Collected data entries
*-*-*

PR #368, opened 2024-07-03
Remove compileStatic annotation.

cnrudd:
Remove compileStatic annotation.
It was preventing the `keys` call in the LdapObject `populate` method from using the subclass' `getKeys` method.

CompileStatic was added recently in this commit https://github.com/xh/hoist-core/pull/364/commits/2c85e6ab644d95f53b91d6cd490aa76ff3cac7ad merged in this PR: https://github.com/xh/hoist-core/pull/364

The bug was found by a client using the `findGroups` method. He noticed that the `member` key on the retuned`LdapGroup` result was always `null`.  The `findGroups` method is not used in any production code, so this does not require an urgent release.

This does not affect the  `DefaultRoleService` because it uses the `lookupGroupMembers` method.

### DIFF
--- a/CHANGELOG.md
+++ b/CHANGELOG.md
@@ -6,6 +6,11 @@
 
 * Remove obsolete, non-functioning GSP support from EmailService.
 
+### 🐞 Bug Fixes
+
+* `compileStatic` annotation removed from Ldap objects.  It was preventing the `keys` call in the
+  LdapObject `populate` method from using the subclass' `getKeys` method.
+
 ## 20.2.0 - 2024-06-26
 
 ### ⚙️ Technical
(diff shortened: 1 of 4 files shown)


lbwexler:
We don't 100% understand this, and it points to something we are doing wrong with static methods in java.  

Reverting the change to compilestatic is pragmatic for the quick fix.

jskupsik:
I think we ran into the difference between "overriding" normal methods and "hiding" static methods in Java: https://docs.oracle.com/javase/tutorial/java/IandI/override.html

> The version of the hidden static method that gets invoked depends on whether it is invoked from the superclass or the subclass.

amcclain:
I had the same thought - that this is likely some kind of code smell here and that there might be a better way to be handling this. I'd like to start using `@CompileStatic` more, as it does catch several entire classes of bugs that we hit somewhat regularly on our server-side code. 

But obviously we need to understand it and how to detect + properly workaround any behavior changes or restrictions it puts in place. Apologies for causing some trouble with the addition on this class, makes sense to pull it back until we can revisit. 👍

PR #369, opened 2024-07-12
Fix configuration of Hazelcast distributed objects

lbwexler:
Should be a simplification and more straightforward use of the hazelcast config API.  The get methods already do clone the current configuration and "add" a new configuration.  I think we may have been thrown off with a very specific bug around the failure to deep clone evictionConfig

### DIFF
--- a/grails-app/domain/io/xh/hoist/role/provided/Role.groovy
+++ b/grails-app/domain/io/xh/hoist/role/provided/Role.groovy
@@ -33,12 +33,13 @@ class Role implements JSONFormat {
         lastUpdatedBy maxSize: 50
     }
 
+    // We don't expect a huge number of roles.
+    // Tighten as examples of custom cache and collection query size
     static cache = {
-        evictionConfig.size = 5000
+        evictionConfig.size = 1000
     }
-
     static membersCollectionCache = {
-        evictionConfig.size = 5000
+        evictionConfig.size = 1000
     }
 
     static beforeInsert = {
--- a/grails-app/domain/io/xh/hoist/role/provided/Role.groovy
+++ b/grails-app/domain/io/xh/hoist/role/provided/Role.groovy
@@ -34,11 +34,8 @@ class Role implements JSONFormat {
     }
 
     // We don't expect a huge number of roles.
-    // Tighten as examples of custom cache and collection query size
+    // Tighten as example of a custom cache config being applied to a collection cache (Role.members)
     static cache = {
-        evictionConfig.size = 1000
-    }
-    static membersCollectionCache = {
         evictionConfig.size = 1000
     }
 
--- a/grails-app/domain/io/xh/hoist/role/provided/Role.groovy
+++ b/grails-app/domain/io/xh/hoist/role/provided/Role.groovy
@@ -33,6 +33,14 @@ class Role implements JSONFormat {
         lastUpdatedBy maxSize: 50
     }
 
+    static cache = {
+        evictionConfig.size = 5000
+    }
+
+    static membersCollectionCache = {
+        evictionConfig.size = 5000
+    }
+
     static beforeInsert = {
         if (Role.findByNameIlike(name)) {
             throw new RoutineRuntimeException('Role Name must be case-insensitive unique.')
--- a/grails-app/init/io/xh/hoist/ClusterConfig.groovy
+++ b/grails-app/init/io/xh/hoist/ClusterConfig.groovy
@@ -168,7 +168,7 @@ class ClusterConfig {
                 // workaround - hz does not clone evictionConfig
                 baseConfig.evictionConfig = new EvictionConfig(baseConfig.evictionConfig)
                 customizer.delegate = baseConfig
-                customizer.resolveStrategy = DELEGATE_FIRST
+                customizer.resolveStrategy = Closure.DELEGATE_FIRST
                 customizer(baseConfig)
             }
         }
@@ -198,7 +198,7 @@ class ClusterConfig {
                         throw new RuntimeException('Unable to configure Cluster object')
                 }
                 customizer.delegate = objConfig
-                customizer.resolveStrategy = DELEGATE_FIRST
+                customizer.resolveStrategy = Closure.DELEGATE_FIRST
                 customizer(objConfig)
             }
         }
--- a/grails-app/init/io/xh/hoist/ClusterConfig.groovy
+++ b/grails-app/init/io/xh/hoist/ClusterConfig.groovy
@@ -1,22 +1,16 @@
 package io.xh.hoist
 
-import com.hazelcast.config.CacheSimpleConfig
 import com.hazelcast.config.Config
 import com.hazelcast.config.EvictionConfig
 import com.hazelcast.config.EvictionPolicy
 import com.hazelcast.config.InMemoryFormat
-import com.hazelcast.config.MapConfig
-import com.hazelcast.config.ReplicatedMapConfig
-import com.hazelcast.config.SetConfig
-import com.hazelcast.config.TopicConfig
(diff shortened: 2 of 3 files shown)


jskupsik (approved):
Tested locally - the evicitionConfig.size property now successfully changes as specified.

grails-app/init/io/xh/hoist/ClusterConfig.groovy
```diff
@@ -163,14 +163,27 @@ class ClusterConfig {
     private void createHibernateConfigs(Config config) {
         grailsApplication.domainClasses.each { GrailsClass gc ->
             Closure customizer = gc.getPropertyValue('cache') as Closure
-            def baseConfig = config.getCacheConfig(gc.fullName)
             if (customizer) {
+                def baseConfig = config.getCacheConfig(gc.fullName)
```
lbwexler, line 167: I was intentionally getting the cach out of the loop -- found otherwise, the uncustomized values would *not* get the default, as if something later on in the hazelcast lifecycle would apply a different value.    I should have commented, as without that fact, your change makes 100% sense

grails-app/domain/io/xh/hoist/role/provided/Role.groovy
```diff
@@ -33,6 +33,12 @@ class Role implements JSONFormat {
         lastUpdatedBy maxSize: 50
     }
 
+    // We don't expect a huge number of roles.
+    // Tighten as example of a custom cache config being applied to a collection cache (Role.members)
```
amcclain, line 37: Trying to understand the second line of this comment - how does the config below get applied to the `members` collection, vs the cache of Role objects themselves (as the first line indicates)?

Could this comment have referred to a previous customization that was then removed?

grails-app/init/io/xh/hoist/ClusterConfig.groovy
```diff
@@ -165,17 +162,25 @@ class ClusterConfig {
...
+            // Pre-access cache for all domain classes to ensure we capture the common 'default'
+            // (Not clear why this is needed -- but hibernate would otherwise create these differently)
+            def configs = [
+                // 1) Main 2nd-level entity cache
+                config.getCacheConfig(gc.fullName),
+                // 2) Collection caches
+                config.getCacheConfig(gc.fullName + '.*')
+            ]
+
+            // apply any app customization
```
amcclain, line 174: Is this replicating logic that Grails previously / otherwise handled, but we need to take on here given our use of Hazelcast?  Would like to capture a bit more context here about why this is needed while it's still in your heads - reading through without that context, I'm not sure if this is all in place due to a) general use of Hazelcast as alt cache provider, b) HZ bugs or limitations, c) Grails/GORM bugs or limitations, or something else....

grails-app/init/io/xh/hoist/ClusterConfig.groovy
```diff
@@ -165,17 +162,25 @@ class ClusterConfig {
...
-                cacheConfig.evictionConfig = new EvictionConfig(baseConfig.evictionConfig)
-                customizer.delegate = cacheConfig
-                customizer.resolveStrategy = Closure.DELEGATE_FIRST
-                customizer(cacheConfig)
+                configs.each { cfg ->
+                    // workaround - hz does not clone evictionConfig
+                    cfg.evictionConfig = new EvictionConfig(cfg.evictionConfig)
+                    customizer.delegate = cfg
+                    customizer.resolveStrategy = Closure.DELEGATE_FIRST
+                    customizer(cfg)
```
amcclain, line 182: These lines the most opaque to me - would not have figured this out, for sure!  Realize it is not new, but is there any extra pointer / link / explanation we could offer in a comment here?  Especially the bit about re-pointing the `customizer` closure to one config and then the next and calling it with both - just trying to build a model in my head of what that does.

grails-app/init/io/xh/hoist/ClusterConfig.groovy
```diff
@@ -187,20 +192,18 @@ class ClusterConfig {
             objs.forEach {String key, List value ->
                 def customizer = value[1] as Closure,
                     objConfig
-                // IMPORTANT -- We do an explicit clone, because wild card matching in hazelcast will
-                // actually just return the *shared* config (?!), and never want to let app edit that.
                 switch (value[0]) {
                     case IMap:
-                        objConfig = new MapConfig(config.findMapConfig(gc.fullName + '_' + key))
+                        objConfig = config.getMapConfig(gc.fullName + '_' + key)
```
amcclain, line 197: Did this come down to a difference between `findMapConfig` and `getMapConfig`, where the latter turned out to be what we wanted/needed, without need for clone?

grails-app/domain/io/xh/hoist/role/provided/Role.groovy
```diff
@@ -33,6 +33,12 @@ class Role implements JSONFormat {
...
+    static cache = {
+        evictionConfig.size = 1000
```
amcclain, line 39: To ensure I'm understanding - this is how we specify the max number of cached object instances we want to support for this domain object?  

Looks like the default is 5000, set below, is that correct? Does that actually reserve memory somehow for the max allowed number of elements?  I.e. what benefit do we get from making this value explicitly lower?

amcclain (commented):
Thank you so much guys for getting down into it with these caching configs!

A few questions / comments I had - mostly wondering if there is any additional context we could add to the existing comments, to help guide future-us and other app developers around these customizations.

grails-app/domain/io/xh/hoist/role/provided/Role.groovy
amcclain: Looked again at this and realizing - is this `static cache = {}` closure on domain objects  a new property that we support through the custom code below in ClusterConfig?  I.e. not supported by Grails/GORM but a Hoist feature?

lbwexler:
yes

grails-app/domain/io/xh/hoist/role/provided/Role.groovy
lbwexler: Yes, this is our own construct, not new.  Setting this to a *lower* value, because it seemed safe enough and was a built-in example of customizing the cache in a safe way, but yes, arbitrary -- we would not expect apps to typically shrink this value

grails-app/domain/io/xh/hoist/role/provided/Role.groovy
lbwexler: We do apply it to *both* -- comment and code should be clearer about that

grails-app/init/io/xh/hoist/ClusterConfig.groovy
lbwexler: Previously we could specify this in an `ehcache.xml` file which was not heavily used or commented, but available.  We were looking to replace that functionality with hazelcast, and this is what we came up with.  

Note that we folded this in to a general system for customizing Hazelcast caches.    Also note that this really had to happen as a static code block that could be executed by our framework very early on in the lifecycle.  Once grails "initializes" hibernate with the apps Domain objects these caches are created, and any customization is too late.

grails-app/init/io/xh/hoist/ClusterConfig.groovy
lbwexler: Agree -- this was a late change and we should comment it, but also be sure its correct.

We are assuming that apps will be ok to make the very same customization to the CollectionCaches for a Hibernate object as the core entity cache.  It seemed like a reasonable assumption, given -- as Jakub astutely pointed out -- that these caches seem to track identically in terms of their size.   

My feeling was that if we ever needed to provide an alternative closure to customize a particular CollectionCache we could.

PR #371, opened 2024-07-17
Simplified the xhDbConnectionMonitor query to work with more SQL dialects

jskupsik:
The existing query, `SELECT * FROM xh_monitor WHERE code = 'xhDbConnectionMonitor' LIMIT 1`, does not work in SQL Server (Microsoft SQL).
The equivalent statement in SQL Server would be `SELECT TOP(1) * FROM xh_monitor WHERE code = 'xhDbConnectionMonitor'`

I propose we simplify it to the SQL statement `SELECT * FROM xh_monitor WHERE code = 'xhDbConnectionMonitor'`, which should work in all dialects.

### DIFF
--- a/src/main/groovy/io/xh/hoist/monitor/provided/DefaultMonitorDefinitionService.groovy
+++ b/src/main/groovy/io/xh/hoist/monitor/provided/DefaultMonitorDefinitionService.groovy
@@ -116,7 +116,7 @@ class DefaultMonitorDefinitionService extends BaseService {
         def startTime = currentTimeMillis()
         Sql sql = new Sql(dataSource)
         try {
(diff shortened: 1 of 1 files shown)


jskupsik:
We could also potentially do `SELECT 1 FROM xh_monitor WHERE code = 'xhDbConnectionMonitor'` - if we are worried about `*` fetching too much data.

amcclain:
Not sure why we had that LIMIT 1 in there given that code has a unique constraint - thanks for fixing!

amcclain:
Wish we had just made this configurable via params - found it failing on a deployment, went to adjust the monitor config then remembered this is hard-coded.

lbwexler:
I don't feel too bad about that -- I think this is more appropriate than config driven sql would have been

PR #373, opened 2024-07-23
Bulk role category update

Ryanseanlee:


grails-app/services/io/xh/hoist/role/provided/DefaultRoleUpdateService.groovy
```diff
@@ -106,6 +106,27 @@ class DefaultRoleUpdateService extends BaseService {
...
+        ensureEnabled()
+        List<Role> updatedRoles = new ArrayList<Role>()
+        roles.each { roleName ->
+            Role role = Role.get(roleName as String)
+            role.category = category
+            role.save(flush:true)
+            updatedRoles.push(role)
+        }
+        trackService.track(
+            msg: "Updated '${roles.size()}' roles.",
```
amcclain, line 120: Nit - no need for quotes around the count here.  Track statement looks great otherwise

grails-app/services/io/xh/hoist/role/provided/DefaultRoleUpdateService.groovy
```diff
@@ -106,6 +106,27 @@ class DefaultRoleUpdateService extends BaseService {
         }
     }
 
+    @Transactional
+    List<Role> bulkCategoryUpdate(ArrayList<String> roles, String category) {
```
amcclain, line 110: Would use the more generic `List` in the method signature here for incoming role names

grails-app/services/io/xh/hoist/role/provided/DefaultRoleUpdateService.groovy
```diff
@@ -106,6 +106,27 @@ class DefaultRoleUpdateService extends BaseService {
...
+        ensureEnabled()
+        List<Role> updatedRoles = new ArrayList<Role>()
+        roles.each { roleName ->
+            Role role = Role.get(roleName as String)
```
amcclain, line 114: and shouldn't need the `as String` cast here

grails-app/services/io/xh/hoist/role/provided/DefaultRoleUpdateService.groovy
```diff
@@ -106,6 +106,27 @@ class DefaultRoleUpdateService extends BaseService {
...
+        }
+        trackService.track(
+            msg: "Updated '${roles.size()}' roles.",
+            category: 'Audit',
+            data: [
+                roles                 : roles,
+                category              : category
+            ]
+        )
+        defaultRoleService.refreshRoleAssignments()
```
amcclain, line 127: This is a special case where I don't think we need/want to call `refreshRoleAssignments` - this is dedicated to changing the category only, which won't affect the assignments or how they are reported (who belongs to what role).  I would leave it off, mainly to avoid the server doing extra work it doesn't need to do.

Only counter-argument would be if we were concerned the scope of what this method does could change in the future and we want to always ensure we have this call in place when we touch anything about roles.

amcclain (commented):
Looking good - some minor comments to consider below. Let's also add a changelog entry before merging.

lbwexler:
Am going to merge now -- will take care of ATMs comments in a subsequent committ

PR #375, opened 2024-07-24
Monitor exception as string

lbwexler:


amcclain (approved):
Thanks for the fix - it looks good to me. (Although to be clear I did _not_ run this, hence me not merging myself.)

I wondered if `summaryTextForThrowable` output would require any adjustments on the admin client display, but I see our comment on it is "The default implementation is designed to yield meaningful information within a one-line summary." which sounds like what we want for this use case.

*-*-*

» **WHAT TO PRODUCE**:
Show all lines from the data that contain "baseConfig".

» **TASK SOLUTION**:
                 baseConfig.evictionConfig = new EvictionConfig(baseConfig.evictionConfig)
                 customizer.delegate = baseConfig
                 customizer(baseConfig)
-            def baseConfig = config.getCacheConfig(gc.fullName)
+                def baseConfig = config.getCacheConfig(gc.fullName)
-                cacheConfig.evictionConfig = new EvictionConfig(baseConfig.evictionConfig)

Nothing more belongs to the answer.